Benjamin McCulloch was a soldier in the Texas Revolution, Texas Ranger, U.S. marshal, and brigadier general in the army of the Confederate States during the American Civil War.

Contents

Early life

He was born 11 November 1811 in Rutherford County, Tennessee, one of twelve children and the fourth son of Alexander McCulloch and Frances Fisher LeNoir. His father, a Yale University graduate, was an officer on Brig. Gen. John Coffee's staff during the Creek War of 1813 and 1814 in Alabama (and apparently of the Battle of New Orleans in 1814); his mother was a daughter of a prominent Virginia planter. The family had been wealthy, politically influential, and socially prominent in North Carolina before the American Revolution but Alexander had wasted much of his inheritance and was unable even to educate his sons. (Though two of Ben's older brothers had briefly attended a school in Tennessee taught by their neighbor, Sam Houston.) One of Ben's younger brothers was Henry Eustace McCulloch, also a Confederate general officer. Another brother, Alexander, served in the Texas Revolution and as a captain in Mexico.

Ben, who never married (claiming it was because he was always away from home for such long periods), was described as being about five foot ten inches tall, though of slight build, with light hair and brilliant blue eyes.

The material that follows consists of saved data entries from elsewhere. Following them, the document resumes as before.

PR #3827, opened 2025-07-14
Add Support for Automatically Checking Plugin Updates

Jack251970:
# Changes

* Add Auto Update description

image

* Add Auto Update Plugins option which can automatically check plugin updates in the background every 5 hours

Screenshot 2025-07-14 163214

* Add an option to check plugin updates in plugin store page

Screenshot 2025-07-14 163239

# Test

Screenshot 2025-07-14 163145

Screenshot 2025-07-14 163424

# One more thing

Since the plugin update message is implemented with message instead of message box which I do not think it will annoy users, I use default True value for Auto Update Plugins.

### DIFF
--- a/Flow.Launcher.Core/Plugin/PluginInstaller.cs
+++ b/Flow.Launcher.Core/Plugin/PluginInstaller.cs
@@ -284,7 +284,7 @@ public static class PluginInstaller
     /// <param name="usePrimaryUrlOnly">If true, only use the primary URL for updates.</param>
     /// <param name="token">Cancellation token to cancel the update operation.</param>
     /// <returns></returns>
-    public static async Task UpdatePluginAsync(bool silentUpdate = true, bool usePrimaryUrlOnly = false, CancellationToken token = default)
+    public static async Task CheckForPluginUpdatesAsync(bool silentUpdate = true, bool usePrimaryUrlOnly = false, CancellationToken token = default)
     {
         // Update the plugin manifest
         await API.UpdatePluginManifestAsync(usePrimaryUrlOnly, token);
--- a/Flow.Launcher.Core/Plugin/PluginInstaller.cs
+++ b/Flow.Launcher.Core/Plugin/PluginInstaller.cs
@@ -278,6 +278,97 @@ public static class PluginInstaller
     }
 
     /// <summary>
+    /// Updates the plugin to the latest version available from its source.
+    /// </summary>
+    /// <param name="silentUpdate">If true, do not show any messages when there is no udpate available.</param>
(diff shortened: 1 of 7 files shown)


Flow.Launcher/Languages/en.xaml
```diff
@@ -93,6 +93,7 @@
     <system:String x:Key="typingStartEn">Always Start Typing in English Mode</system:String>
     <system:String x:Key="typingStartEnTooltip">Temporarily change your input method to English mode when activating Flow.</system:String>
     <system:String x:Key="autoUpdates">Auto Update</system:String>
+    <system:String x:Key="autoUpdatesTooltip">Automatically check app updates and notify if there are any updates available</system:String>
```
jjw24: This auto update for the app actually updates so the description needs a bit more specific.

```suggestion
    <system:String x:Key="autoUpdatesTooltip">Automatically check and update the app when available</system:String>
```

Flow.Launcher/Languages/en.xaml
```diff
@@ -150,6 +151,8 @@
     <system:String x:Key="autoRestartAfterChangingToolTip">Restart Flow Launcher automatically after installing/uninstalling/updating plugin via Plugin Store</system:String>
     <system:String x:Key="showUnknownSourceWarning">Show unknown source warning</system:String>
     <system:String x:Key="showUnknownSourceWarningToolTip">Show warning when installing plugins from unknown sources</system:String>
+    <system:String x:Key="autoUpdatePlugins">Auto update plugins</system:String>
+    <system:String x:Key="autoUpdatePluginsToolTip">Automatically check plugin updates and notify if there are any updates available</system:String>
```
jjw24, line 155: Does it auto updates or just notify with a button to click on to update all?

Jack251970: > Does it auto updates or just notify with a button to click on to update all?

Just notify the user with the message as shown in the PR description, and if users click that, the plugins will be updated without restarting

Flow.Launcher.Core/Plugin/PluginInstaller.cs
```diff
@@ -277,6 +278,100 @@ await DownloadFileAsync(
         }
     }
 
+    /// <summary>
+    /// Updates the plugin to the latest version available from its source.
+    /// </summary>
+    /// <param name="silentUpdate">If true, do not show any messages when there is no udpate available.</param>
```
jjw24:
```suggestion
    /// <param name="silentUpdate">If true, do not show any messages when there is no update available.</param>
```

jjw24 (approved):
👍

PR #2427, opened 2023-11-18
Double pinyin query

VictoriousRaptor:
This pull request introduces a comprehensive set of changes to enhance Pinyin support in the application, including the addition of Double Pinyin (“双拼”) functionality, improved translation mappings, and related settings. The most significant updates include the implementation of the `IAlphabet` interface, the refactoring of the `PinyinAlphabet` class, the introduction of Double Pinyin schemas, and updates to the user settings and localization files.

## UI in General Panel

Clip_20250713_194052

### Pinyin and Double Pinyin Enhancements:
* Added the `IAlphabet` interface to define methods for language translation and determining translatability. (`Flow.Launcher.Infrastructure/IAlphabet.cs`)
* **Refactored the `PinyinAlphabet` class to support Double Pinyin**, utilize a cache for translations, and dynamically reload schemas based on user settings. (`Flow.Launcher.Infrastructure/PinyinAlphabet.cs`)
* Introduced Double Pinyin schemas as an enum and added settings for enabling/disabling Double Pinyin and selecting schemas. (`Flow.Launcher.Infrastructure/UserSettings/Settings.cs`) [[1]](diffhunk://#diff-7128cb802625c6dba2865b74f04d4ad61c7cdc2d19a727235636e2b46354ca99R302-R331) [[2]](diffhunk://#diff-7128cb802625c6dba2865b74f04d4ad61c7cdc2d19a727235636e2b46354ca99R605-R617)

### Translation Mapping Improvements:
* **Reimplemented the `TranslationMapping` class to simplify and optimize the mapping of original to translated indices.** (`Flow.Launcher.Infrastructure/TranslationMapping.cs`)
* Added unit tests for `TranslationMapping` to validate its functionality. (`Flow.Launcher.Test/TranslationMappingTest.cs`)

### Localization and Resource Updates:
* Updated localization files to include strings for Double Pinyin settings and schemas. (`Flow.Launcher/Languages/en.xaml`)
* **Added `double_pinyin.json` to project resources for schema definitions**. (`Flow.Launcher/Flow.Launcher.csproj`)

### Codebase Simplifications:
* Updated methods in `StringMatcher.cs` to use the new `ShouldTranslate` method from `IAlphabet`. (`Flow.Launcher.Infrastructure/StringMatcher.cs`)
[...]

PR #3829, opened 2025-07-14
Change double pinyin panel design

Jack251970:
# Change double pinyin panel design

image

Reason for this changing:
* Originally, we use visibility to organize the relationship of these options, but it looks little strange since all elements in setting window do not use this in its design.
* Now I change it to expand card & card design to make it look more unified with others.

Follows on from https://github.com/Flow-Launcher/Flow.Launcher/pull/2427


onesounds (approved):

VictoriousRaptor:
Do we need some rework on this design since if `double pinyin` is true then `use pinyin` must be true as well?

PR #3843, opened 2025-07-19
Add plugin update dialog for selective plugin updating

Jack251970:
# Changes

Follow on with #3827. Pop up a plugin update dialog to let users select the plugins they want to update and whether to restart application after updating plugins.

# Test

Screenshot 2025-07-18 153108

Screenshot 2025-07-18 153204

### DIFF
--- a/Flow.Launcher.Core/Plugin/PluginInstaller.cs
+++ b/Flow.Launcher.Core/Plugin/PluginInstaller.cs
@@ -281,11 +281,12 @@ public static class PluginInstaller
     /// <summary>
     /// Updates the plugin to the latest version available from its source.
     /// </summary>
+    /// <param name="updateAllPlugins">Action to execute when the user chooses to update all plugins.</param>
     /// <param name="silentUpdate">If true, do not show any messages when there is no update available.</param>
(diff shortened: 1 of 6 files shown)


Flow.Launcher.Core/Plugin/PluginInstaller.cs
```diff
@@ -363,13 +370,28 @@ await DownloadFileAsync(
...
+                anyPluginSuccess = true;
             }
             catch (Exception e)
             {
                 API.LogException(ClassName, "Failed to update plugin", e);
                 API.ShowMsgError(API.GetTranslation("ErrorUpdatingPlugin"));
             }
         }));
+
+        if (!anyPluginSuccess) return;
```
jjw24, line 383: Do we need to notify failed plugin updates if any?

Jack251970: > Do we need to notify failed plugin updates if any?

I think we do not need to do that since the try-catch sentences above will show the error messages

jjw24 (approved):

PR #3886, opened 2025-08-07
Remove unnecessary runtime files

Jack251970:
Remove unnecessary runtime files for Flow.Launcher

### DIFF
--- a/Flow.Launcher/Flow.Launcher.csproj
+++ b/Flow.Launcher/Flow.Launcher.csproj
@@ -39,6 +39,48 @@
     <Prefer32Bit>false</Prefer32Bit>
   </PropertyGroup>
 
+  <Target Name="RemoveUnnecessaryRuntimesAfterBuild" AfterTargets="Build">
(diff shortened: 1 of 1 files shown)


jjw24:
Are these unnecessary files introduced by the .Net upgrade?

Jack251970:
> Are these unnecessary files introduced by the .Net upgrade?

Not sure. I noticed this when I was checking another package size issue.

Jack251970:
> Is there a better way to have the project not build these files than to remove them post-build?

As far as I know, one another way is to set specific `TargetIdentifier` to `win64` or `win86` for Flow and it will remove the runtime folder. But this needs to build Flow with different architecture.

Jack251970:
Setting `<RuntimeIdentifiers>win-x64;win-x86</RuntimeIdentifiers>` makes no difference

taooceros (approved):

taooceros:
> Setting `<RuntimeIdentifiers>win-x64;win-x86</RuntimeIdentifiers>` makes no difference

I remember that this is problematic

PR #3889, opened 2025-08-09
Fix property binding in WebSearch plugin

zoltanvi:
The `OnPropertyChanged` was not triggered, that is why there was a workaround for binding Settings.EnableSuggestion in the WebSearch plugin.


Jack251970 (approved):
Good work! Thanks for your contribution!

PR #3898, opened 2025-08-13
Load images into ImageCache & Use non-async method in ImageCache

Jack251970:
# Load images into ImageCache

Load `Constant.ImageIcon` & `Constant.LoadingImgIcon` so that they can be freeze resources which can improve performance.

# Use non-async method in ImageCache

Add non-async method in `BinaryStorage` so that `ImageCache` can use it to remove async methods.

And we can remove `ImageLoader.WaitSaveAsync()` to improve code quality

# Test

- Loading missing icon can work


taooceros:
why do we need waitsave before?

Jack251970:
> why do we need waitsave before?

Before Flow exiting, I think we need to make sure all data including image cache are saved.

jjw24 (approved):

PR #3921, opened 2025-08-25
Check plugin updates only for Release

Jack251970:
# Check plugin updates only for Release

Follow on with #3827.

When we start Flow on Debug configuration, Flow will pop up this message every time it starts since all pre-released plugins are in version 1.0.0. So let us check plugin updates only for release to remove that annoying message to improve development experience.

image

### DIFF
--- a/Flow.Launcher/App.xaml.cs
+++ b/Flow.Launcher/App.xaml.cs
@@ -297,6 +297,7 @@ namespace Flow.Launcher
             });
         }
 
+        [Conditional("RELEASE")]
         private static void AutoPluginUpdates()
         {
             _ = Task.Run(async () =>


VictoriousRaptor:
I've seen the update tip when using local release build on dev. Should we check whether running dev plugin to solve this issue?

Jack251970:
> I've seen the update tip when using local release build on dev. Should we check whether running dev plugin to solve this issue?

I think this solution is simple and it will not break anything (We can still check plugin updates manually in plugin update page). If we want to check dev plugins, there should be more logic which I think is unnecessary.

jjw24:
I think what Raptor is saying is that when you do a 'Release' build locally this issue still exists. Problem is I am assuming everyone uses different IDEs for flow e.g. vscode, rider, vs studio etc, we don't have a uniform way of upping the plugin versions during the build process, unless we run a dedicated build script.

We can still solve this by creating:
- An GitHub action that will create a PR to bump plugin versions when a PR is tagged with 'release' label. Or
- introduce an option in settings to turn off plugin updates so you only need to do this once in your dev environment and not be bothered by this message again.

I personally think it's a minor annoyance update message that can be ignored, so up to you guys if you think it's worth implementing.

For now this change is good as well that solves the debug environment issue.

PR #3927, opened 2025-08-31
Test Remove unused runtime files

Jack251970:


jjw24:
let's see the build size with x86 removed.

Jack251970:
> let's see the build size with x86 removed.

I wonder if `arm` is supported. IIRC, it is not supported?

Jack251970:
> let's see the build size with x86 removed.

If we only keep runtime files of ×64, the installer size is 90 MB

jjw24:
>I wonder if arm is supported. IIRC, it is not supported?

It's requested, but we have had issues with Everything plugin and the fact that the rest of the plugins in the community are not publish arm versions, so for now we should remove ARM runtime files until we figure out a proper path forward for ARM builds.

Jack251970:
> > I wonder if arm is supported. IIRC, it is not supported?
> 
> It's requested, but we have had issues with Everything plugin and the fact that the rest of the plugins in the community are not publish arm versions, so for now we should remove ARM runtime files until we figure out a proper path forward for ARM builds.

Should we keep runtime files for ×86? If not, this PR should be mergable.

Jack251970:
Anyway, we should remove runtimes for arm to decrease size.

jjw24:
Yeah, let's keep x86 for now.

Jack251970:
> keep x86

Done

jjw24 (approved):
Thank you for this 👍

The McCulloch family, like many on the frontier, moved often by choice or necessity; in the twenty years following their move from North Carolina and Ben's birth, they lived in eastern Tennessee, Alabama, and then western Tennessee, finally settling at Dyersburg, where one of their closest neighbors was David Crockett -- a great influence on young Ben.

In 1834, McCulloch headed west. He reached St. Louis just too late to join the fur trappers headed for the mountains for the season, tried to join a freight company headed for Santa Fe as a mule skinner but was told they had a full complement, and moved on to Wisconsin to investigate the lead-mining business but found all the best claims already staked by the large mining companies. In the fall of 1835, he returned to Tennessee.

Texas career

When Crockett went to Texas in 1835 (following his defeat in his third congressional campaign), Ben McCulloch -- tired of farming, seeking adventure, and with no formal schooling but considerable natural ability for getting things done -- decided to accompany him, as did Henry, planning to meet Crockett's Tennessee Boys at Nacogdoches on Christmas Day. Ben contracted measles, however, and was bedridden for several weeks; they arrived too late at Nacogdoches but pressed on toward San Antonio. The delay prevented them from arriving in San Antonio until the Alamo had already fallen.

McCulloch joined the Texas army under Sam Houston in its retreat to east Texas. Assigned to Capt. Isaac N. Moreland's artillery company at the Battle of San Jacinto (21 April 1836), he commanded one of the "Twin Sisters" -- two six-pounder (2.7 kg) cannon sent to aid the Texans by the citizens of Cincinnati. He made deadly use of grapeshot against the Mexican positions and received a battlefield commission as first lieutenant. For his service (dating before 18 April 1836), McCulloch was issued Texas Bounty Certificate No. 2473 for 320 acres (1.3 km²). In 1839, he also received Donation Certificate No. 776 for 640 acres (2.6 km²), for service at San Jacinto.

McCulloch was then attached to Capt. William H. Smith's cavalry company, but left the army to revisit Tennessee and returned a few months later with a company of thirty volunteers under the command of Robert Crockett (Davy's son).

By 1838, he had taken up the profession of surveying land for the new Republic of Texas in and around the community of Seguin, but soon after joined the Texas Rangers as lieutenant to Col. John Coffee ("Jack") Hays. He soon acquired a reputation as an Indian fighter, favoring shotguns, pistols, and Bowie knives to the regulation saber and carbine.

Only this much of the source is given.